Evolución dirigida: mutación puntual vs inserción-eliminación vs barajado

En general, las mutaciones puntuales se introducen en las proteínas de interés durante la evolución dirigida. Estas pueden ser mutaciones específicas en el sitio activo de una enzima si desea cambiar su especificidad hacia un nuevo sustrato, por ejemplo. Las mutaciones puntuales se pueden introducir con cebadores cuando amplifica su gen de interés. Sin embargo, si no sabe específicamente qué cambios hacer, entonces sí, una forma de generar mutaciones es mediante PCR propensa a errores o mediante PCR de cambio rápido. Si desea ver si un determinado cambio de aminoácido elimina la actividad/estabilidad/etc., haría un escaneo de alanina ( https://en.wikipedia.org/wiki/Alanine_scanning ).
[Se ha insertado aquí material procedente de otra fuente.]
PR #1309, opened 2025-06-18
Use 8-bit 3D table axes (save 390+ bytes RAM)

adbancroft:
### Summary
Save 390+ byte of RAM by using `uint8_t` for 3D table axes instead of `int16_t`.

### Explanation
Tunerstudio sends the 3D table axes as 8 bit values which we re-hydrated into 16-bits in SRAM and de-hydrated back to 8 bits for reading/writing to EEPROM. I.e. byte<-->word<-->byte.

This PR just cuts out the middle step. It also removes the concept of an "axis domain" (no longer needed), which greatly simplifies the 3d table code/macros.

No loss in loops/sec.

### DIFF
--- a/speeduino/corrections.cpp
+++ b/speeduino/corrections.cpp
@@ -357,7 +357,7 @@ uint16_t correctionAccel(void)
           else
           {
             BIT_SET(currentStatus.engine, BIT_ENGINE_ACC); //Mark acceleration enrichment as active.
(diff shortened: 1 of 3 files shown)


adbancroft:
Closing this - as implemented there is a loss of fidelity: when interpolating the axis bin position, we're almost certain to end up on a bin edge.

PR #1310, opened 2025-06-19
[Feature] Add RusEFI/Fome CAN Broadcast protocol

JakubPrzystasz:


noisymime:
Has this one been tested and confirmed on any hardware?

In its current state it doesn't compile as there's a missing definition for `CAN_RUSEFI_EGT`, which just make me wonder how much testing this has had.

PR #1326, opened 2025-10-14
Add SRAM, SPI & FRAM based EEPROM STM32 environments to CI build

adbancroft:
IMO, the CI build is missing some build environments:
* STM + SRAM based EEPROM
* STM + SPI based EEPROM
* STM + FRAM based EEPROM


adbancroft:
Alternatively, if these aren't required they should be removed from the code base

PR #1327, opened 2025-10-14
Remove volatile from PIN_MASK variable declarations

adbancroft:
The volatile modifier isn't needed as they are never written to after initialization.


TBAMax:
Easy way to save some bytes of flash again. Nice!

PR #1336, opened 2025-11-04
Free Timer2 by switching to millis()-based timing

TBAMax:
This frees the Timer2 resource on Atmega. And corresponding timers on other chips.
Replaces the old #807, but without the tacho implementation. Only frees timer2 and replaces the timing with millis() timer.

### DIFF
--- a/speeduino/board_avr2560.cpp
+++ b/speeduino/board_avr2560.cpp
@@ -46,19 +46,6 @@ void initBoard(uint32_t baudRate)
       idle_pwm_max_count = (uint16_t)(MICROS_PER_SEC / (16U * configPage6.idleFreq * 2U)); //Converts the frequency in Hz to the number of ticks (at 16uS) it takes to complete 1 cycle. Note that the frequency is divided by 2 coming from TS to allow for up to 512hz
     }
 
-    /*
-    ***********************************************************************************************************
-    * Timers
-    */
-    //Configure Timer2 for our low-freq interrupt code.
-    TCCR2B = TIMER_PRESCALER_OFF;   //Disable Timer2 while we set it up
-    TCNT2  = 131;                   //Preload timer2 with 131 cycles, leaving 125 till overflow. As the timer runs at 125Khz, this causes overflow to occur at 1Khz = 1ms
-    TIMSK2 = (1<<TOIE2);            //Timer2 Set Overflow Interrupt enabled.
-    TCCR2A = TIMER_MODE_NORMAL;     //Timer2 Control Reg A: Wave Gen Mode normal
-    /* Now configure the prescaler to CPU clock divided by 128 = 125Khz */
-    TCCR2B = (1<<CS22)  | (1<<CS20); // Set bits. This timer uses different prescaler values, thus we cannot use the defines above.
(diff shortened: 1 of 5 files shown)


noisymime:
Unfortunately I don' think the accuracy of this is going to be even close to good enough. This method relies upon the mainloop running at at least 1000 loops/s, which is not always going to be the case for mega 2560 units. 

Things like the tacho output and particularly the flex fuel calcs rely on this being run as close to 1000ms as possible, which isn't going to be the case here.

TBAMax:
> Unfortunately I don' think the accuracy of this is going to be even close to good enough. This method relies upon the mainloop running at at least 1000 loops/s, which is not always going to be the case for mega 2560 units.
> 
> Things like the tacho output and particularly the flex fuel calcs rely on this being run as close to 1000ms as possible, which isn't going to be the case here.

This is correct. 

- The flex sensor reading should also be reworked to use only the pin change interrupts instead of polling with timer.
- The tacho is a different issue. When Timer2 is free (after the proposed change) it could be used for tacho only with better dedicated implementation. Or some other implementation for tacho is nessesary, possibly even digital only, because current implementation seems poor anway, and there are no proof that anybody is using it actually at all at the moment... Because I personally would like to see Timer2 used in better decoder filtering.

noisymime:
> * The flex sensor reading should also be reworked to use only the pin change interrupts instead of polling with timer.

The flex sensor does use the pin change interrupt to count the pulses, it then uses the periodic low-res timer to reset that count every 1s and store the value. 

> Or some other implementation for tacho is nessesary, possibly even digital only, because current implementation seems poor anway, and there are no proof that anybody is using it actually at all at the moment

Not sure where you're getting that idea, there are hundreds of setups using the existing tacho setup. It covers the vast majority of use cases, the only thing I'm aware that it can't do easily is freely drive a tacho that was designed for a different number of cylinders.

TBAMax:
> Not sure where you're getting that idea, there are hundreds of setups using the existing tacho setup. It covers the vast majority of use cases, the only thing I'm aware that it can't do easily is freely drive a tacho that was designed for a different number of cylinders.

Sorry, I was probably being too arrogant about that. I somehow was under the impression, that most installations would use some kind of separate tacho controller or digital dash.
 Anyway it seems impossible to solve the tacho without some kind of timer interrupts, when the loop speeds are below 1000loops/s (unless tacho that can work with the dwell fixed to the coil dwell). I understand the tacho dwell needs to be different from the coil dwell however... So it is currently unresolved.

-  when leaving tacho with the current implementation on timer2 interrupt, it will delete the main purpose of the current PR - freeing Timer2. So I am not gonna suggest it.

>  The flex sensor does use the pin change interrupt to count the pulses, it then uses the periodic low-res timer to reset that count every 1s and store the value.

Seems that the flex sensor can be easily converted to millis() then. Just would need to check the millis() at every pulse, and when second is passed save the pulse count. If I am getting it correctly.

- I am not going to add this change into this PR however, to keep things simpler. Also I am not flex fuel expert.
- The mentioned change can be done separately before this PR, then this PR rebased.

PR #1338, opened 2025-11-09
Separate board headers from globals

adbancroft:
This PR separates inclusion of the board headers from `globals.h`. This:
1. Improves cohesion, unit testability and granularity (no need to include `globals.h` just for a board item such as `INJ_CHANNELS`)
2. Fixes a circular header dependency (globals.h -> board_avr2560.h -> globals.h)
See `board_definition.h`

The changes in this PR are 99% moving code around. The only material changes are to Teensy board initialization (see `initBoard`)

This supports future PRs that will:
1. Generate unit test code coverage
2. Move all board specific code into the various `board*.cpp` files (which improves cohesion).

### DIFF
--- a/speeduino/board_avr2560.cpp
+++ b/speeduino/board_avr2560.cpp
@@ -130,4 +130,9 @@ void boardInitRTC(void)
   // Do nothing
 }
 
+void boardInitPins(void)
+{
+  // Do nothing
+}
+
 #endif //CORE_AVR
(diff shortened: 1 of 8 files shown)


adbancroft:
These same code changes were required in multiple other PRs I'm working on, so seems sensible to submit as a separate, small, PR

noisymime:
Looks fine to me.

No he escuchado mucho sobre la introducción de eliminaciones o inserciones para la evolución dirigida. En primer lugar, tienen que estar dentro del marco, para que la secuencia de codificación general no cambie. Las personas suelen introducir etiquetas de epítopos en el extremo N o C por dos razones: 1) para purificar las proteínas; 2) para aumentar su solubilidad. Pero, en general, la introducción de la deleción dará lugar a cambios impredecibles en la estructura 3D de la proteína de interés.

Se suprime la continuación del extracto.